Title: Phosphonoformate: a minimal transition state analogue inhibitor of the fosfomycin resistance protein, FosA.

Authors: Rigsby, Rachel E; Rife, Chris L; Fillgrove, Kerry L; Newcomer, Marcia E; Armstrong, Richard N

Published In Biochemistry, (2004 Nov 2)

Abstract: Fosfomycin [(1R,2S)-epoxypropylphosphonic acid] is a simple phosphonate found to have antibacterial activity against both Gram-positive and Gram-negative microorganisms. Early resistance to the clinical use of the antibiotic was linked to a plasmid-encoded resistance protein, FosA, that catalyzes the addition of glutathione to the oxirane ring, rendering the antibiotic inactive.
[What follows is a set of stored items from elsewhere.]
PR #688, opened 2024-04-25
Pin Pytorch 2.2 in IPEX Tests

IlyasMoutawwakil:
# What does this PR do?

Until a compatible ipex is released.

## Before submitting

### DIFF
--- a/setup.py
+++ b/setup.py
@@ -27,7 +27,7 @@ except Exception as error:
     assert False, "Error: Could not open '%s' due %s\n" % (filepath, error)
 
 INSTALL_REQUIRE = [
-    "torch>=1.11,<2.3",
+    "torch>=1.11",
     "transformers>=4.36.0,<4.41.0",
     "optimum~=1.19",
     "datasets>=1.4.0",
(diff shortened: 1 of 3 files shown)


setup.py
```diff
@@ -27,7 +27,7 @@
     assert False, "Error: Could not open '%s' due %s\n" % (filepath, error)
 
 INSTALL_REQUIRE = [
-    "torch>=1.11",
+    "torch>=1.11,<2.3",
```
echarlaix, line 30: I think it make sense to pin the torch version for IPEX tests only, the IPEX version should always match the torch version (it's not related to optimum-intel)

helena-intel:
OpenVINO tests pass with PyTorch 2.3 ( https://github.com/huggingface/optimum-intel/actions/runs/8821417491/job/24217231927 ). @eaidova do you know of any issues with OpenVINO and PyTorch 2.3? If there are no issues with OpenVINO the PyTorch version should be limited only in the INC/IPEX extra.

setup.py
IlyasMoutawwakil: thanks makes sense

echarlaix (approved):
Thanks @IlyasMoutawwakil !

PR #690, opened 2024-04-25
Add version info to OpenVINO models

helena-intel:
Versions of optimum-intel and dependencies can have an impact on performance/accuracy. This PR adds transformers, torch, optimum and optimum-intel dependencies to the openvino_model.xml file (the OpenVINO version is already there). This is really useful when debugging issues, or looking into differences.

Example (`<optimum>` is added):
image

@eaidova @AlexKoff88

### DIFF
--- a/optimum/exporters/openvino/convert.py
+++ b/optimum/exporters/openvino/convert.py
@@ -20,9 +20,10 @@ import os
 from pathlib import Path
 from typing import TYPE_CHECKING, Any, Callable, Dict, List, Optional, Tuple, Union
 
+import onnx
 from transformers.utils import is_tf_available, is_torch_available
 
-from openvino.runtime import PartialShape, save_model
+from openvino.runtime import Model, PartialShape, save_model
 from openvino.runtime.exceptions import OVTypeError
 from openvino.runtime.utils.types import get_element_type
 from openvino.tools.ovc import convert_model
@@ -33,8 +34,10 @@ from optimum.exporters.onnx.convert import export_pytorch as export_pytorch_to_o
 from optimum.exporters.onnx.convert import export_tensorflow as export_tensorflow_onnx
 from optimum.exporters.utils import _get_submodels_and_export_configs
 from optimum.intel.utils.import_utils import (
+    _nncf_version,
     _optimum_intel_version,
     _optimum_version,
+    _timm_version,
     _torch_version,
     _transformers_version,
 )
@@ -87,10 +90,8 @@ def _save_model(model, path: str, ov_config: Optional["OVConfig"] = None):
 
         compress_to_fp16 = ov_config.dtype == "fp16"
 
-    model.set_rt_info(_transformers_version, ["optimum", "transformers_version"])
-    model.set_rt_info(_torch_version, ["optimum", "pytorch_version"])
-    model.set_rt_info(_optimum_intel_version, ["optimum", "optimum_intel_version"])
-    model.set_rt_info(_optimum_version, ["optimum", "optimum_version"])
+    library_name = TasksManager.infer_library_from_model(Path(path).parent)
+    model = _add_version_info_to_model(model, library_name)
     save_model(model, path, compress_to_fp16)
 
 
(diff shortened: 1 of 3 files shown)


optimum/exporters/openvino/convert.py
```diff
@@ -81,6 +87,10 @@ def _save_model(model, path: str, ov_config: Optional["OVConfig"] = None):
 
         compress_to_fp16 = ov_config.dtype == "fp16"
 
+    model.set_rt_info(_transformers_version, ["optimum", "transformers_version"])
+    model.set_rt_info(_torch_version, ["optimum", "pytorch_version"])
+    model.set_rt_info(_optimum_intel_version, ["optimum", "optimum_intel_version"])
+    model.set_rt_info(_optimum_version, ["optimum", "optimum_version"])
```
eaidova, line 93: do we need additionally add info about nncf here?
and as some other libs may be used as model source for conversion (diffusers for sd, timm for image classification and sentence_transformers), I think it can be useful to provide this libs info too (if they are available or based on source lib for conversion)

optimum/intel/utils/import_utils.py
```diff
@@ -33,6 +33,7 @@
 STR_OPERATION_TO_FUNC = {">": op.gt, ">=": op.ge, "==": op.eq, "!=": op.ne, "<=": op.le, "<": op.lt}
 
 _optimum_version = importlib_metadata.version("optimum")
+_optimum_intel_version = importlib_metadata.version("optimum-intel")
```
eaidova, line 36: why not from optimum.intel.version import __version__?

optimum/exporters/openvino/convert.py
AlexKoff88: +1 for including NNCF version

helena-intel: I added NNCF, diffusers, timm, sentence-transformers and onnx (for models converted from ONNX). I prefer not to add them just when the dependency is available, it's a bit strange to me to have timm_version in a BERT model for example. For timm and diffusers I now get the library name from the model path. Seems to work well, but let me know if there is a better way.

optimum/intel/utils/import_utils.py
helena-intel: I liked the consistency with _optimum_version :) But also the importlib_metadata version gives the commit ID:

```
>>> from optimum.intel.version import __version__
>>> from optimum.intel.utils.import_utils import _optimum_intel_version
>>> __version__
'1.17.0.dev0'
>>> _optimum_intel_version
'1.17.0.dev0+9d58b66'
```

eaidova (approved):

optimum/exporters/openvino/convert.py
```diff
@@ -689,3 +700,34 @@ def export_tokenizer(
...
+        model.set_rt_info(_transformers_version, ["optimum", "transformers_version"])
+        model.set_rt_info(_torch_version, ["optimum", "pytorch_version"])
+        model.set_rt_info(_optimum_intel_version, ["optimum", "optimum_intel_version"])
+        model.set_rt_info(_optimum_version, ["optimum", "optimum_version"])
+
+        if any("token_embeddings" in output.get_names() for output in model.outputs):
+            import sentence_transformers
+
+            model.set_rt_info(sentence_transformers.__version__, ["optimum", "sentence_transformers_version"])
+        if library_name == "diffusers":
```
echarlaix, line 719: why not :
```suggestion
       if library_name == "sentence_transformers":
            import sentence_transformers

            model.set_rt_info(sentence_transformers.__version__, ["optimum", "sentence_transformers_version"])
        elif library_name == "diffusers":
```

echarlaix (approved):
Looks great, thanks @helena-intel

optimum/exporters/openvino/convert.py
helena-intel: That was my first attempt, but that didn't work, after `optimum-cli export openvino -m BAAI/bge-base-en-v1.5 --library sentence_transformers bge-base-en-ov-st` library_name is detected as transformers by `TasksManager.infer_library_from_model`. If I copy the [config_sentence_transformers.json](https://huggingface.co/BAAI/bge-base-en-v1.5/blob/main/config_sentence_transformers.json) to the model directory, the model is detected as sentence-transformers. Should we save that file for models exported with sentence_transformers library?

echarlaix: I see, an option could be to re-use the `library_name` inferred from the original model, this solution also works for me

PR #3083, opened 2023-04-17
Fix partition selection for the `rebuild` command

dominiklohmann:
This fixes the `rebuild` command not to loop infinitely over all partitions when at least one not-emprty set of partitions needed to be rebuilt.

This logic bug was introduced with the VAST v3.0.2 release, and can be tracked down to the confusing meaning of the `--all` flag. In addition, this also changes the meaning of the option to do what it should, namely rebuild _all_ partitions instead of just _outdated_ ones. The `--undersized` flag remains unchanged and still adds all undersized partitions to the list of partitions considered for rebuilding, regardless of whether they're outdated or not.

### DIFF
--- a/changelog/v3.0.4/bug-fixes/3083.md
+++ b/changelog/v3.0.4/bug-fixes/3083.md
@@ -1,0 +1,5 @@
+Automatic rebuilds now correctly consider only outdated or undersized
+partitions.
+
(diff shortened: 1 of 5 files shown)


lava (approved):
I didn't test it locally, but the fix looks correct to me.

Subsequent studies led to the discovery of a genomically encoded homologue in the pathogen Pseudomonas aeruginosa. The proteins are Mn(II)-dependent enzymes where the metal is proposed to act as a Lewis acid stabilizing the negative charge that develops on the oxirane oxygen in the transition state. Several simple phosphonates, including the antiviral compound phosphonoformate (K(i) = 0.4 +/- 0.1 microM, K(d) approximately 0.2 microM), are shown to be inhibitors of FosA. The crystal structure of FosA from P. aeruginosa with phosphonoformate bound in the active site has been determined at 0.95 A resolution and reveals that the inhibitor forms a five-coordinate complex with the Mn(II) center with a geometry similar to that proposed for the transition state of the reaction. Binding studies show that phosphonoformate has a near-diffusion-controlled on rate (k(on) approximately 10(7)-10(8) M(-1) s(-1)) and an off rate (k(off) = 5 s(-1)) that is slower than that for fosfomycin (k(off) = 30 s(-1)). Taken together, these data suggest that the FosA-catalyzed reaction has a very early transition state and phosphonoformate acts as a minimal transition state analogue inhibitor.

PubMed ID: 15504029

MeSH Terms: Bacterial Proteins/antagonists & inhibitors*; Bacterial Proteins/chemistry*; Bacterial Proteins/isolation & purification; Binding Sites; Catalysis; Crystallization; Crystallography, X-Ray; Drug Resistance, Bacterial*; Foscarnet/chemistry*; Fosfomycin/chemistry*; Glutathione Transferase/antagonists & inhibitors*; Glutathione Transferase/chemistry*; Glutathione Transferase/isolation & purification; Kinetics; Manganese/chemistry; Phosphonic Acids/chemistry; Pseudomonas aeruginosa/chemistry*; Research Support, U.S. Gov't, Non-P.H.S.; Research Support, U.S. Gov't, P.H.S.